(Beginning of THE RECORDS)
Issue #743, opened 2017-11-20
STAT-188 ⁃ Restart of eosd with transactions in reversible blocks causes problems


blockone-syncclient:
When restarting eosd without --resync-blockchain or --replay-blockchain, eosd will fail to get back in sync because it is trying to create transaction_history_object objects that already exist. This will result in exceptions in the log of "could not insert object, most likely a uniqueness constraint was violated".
(End of THE RECORDS)
(Beginning of THE RECORDS)
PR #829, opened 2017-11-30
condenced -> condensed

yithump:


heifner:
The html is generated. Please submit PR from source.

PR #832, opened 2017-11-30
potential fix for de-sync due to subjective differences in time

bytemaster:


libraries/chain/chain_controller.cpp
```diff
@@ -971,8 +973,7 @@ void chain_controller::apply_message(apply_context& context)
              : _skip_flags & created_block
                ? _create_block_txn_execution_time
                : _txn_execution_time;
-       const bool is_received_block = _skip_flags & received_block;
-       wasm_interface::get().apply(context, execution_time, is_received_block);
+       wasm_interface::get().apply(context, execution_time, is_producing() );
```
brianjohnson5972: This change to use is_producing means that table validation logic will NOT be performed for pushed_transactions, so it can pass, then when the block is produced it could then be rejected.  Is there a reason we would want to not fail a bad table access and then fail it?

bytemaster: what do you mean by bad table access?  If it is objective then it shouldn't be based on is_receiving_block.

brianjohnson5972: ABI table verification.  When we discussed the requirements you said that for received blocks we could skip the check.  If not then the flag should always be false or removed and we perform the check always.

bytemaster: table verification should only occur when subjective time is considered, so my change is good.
(End of THE RECORDS)
> **EXERCISE**: Whenever a line in the entries above includes the word "blocks", pull that line out.

> **ANSWER SECTION**:
STAT-188 ⁃ Restart of eosd with transactions in reversible blocks causes problems
brianjohnson5972: ABI table verification.  When we discussed the requirements you said that for received blocks we could skip the check.  If not then the flag should always be false or removed and we perform the check always.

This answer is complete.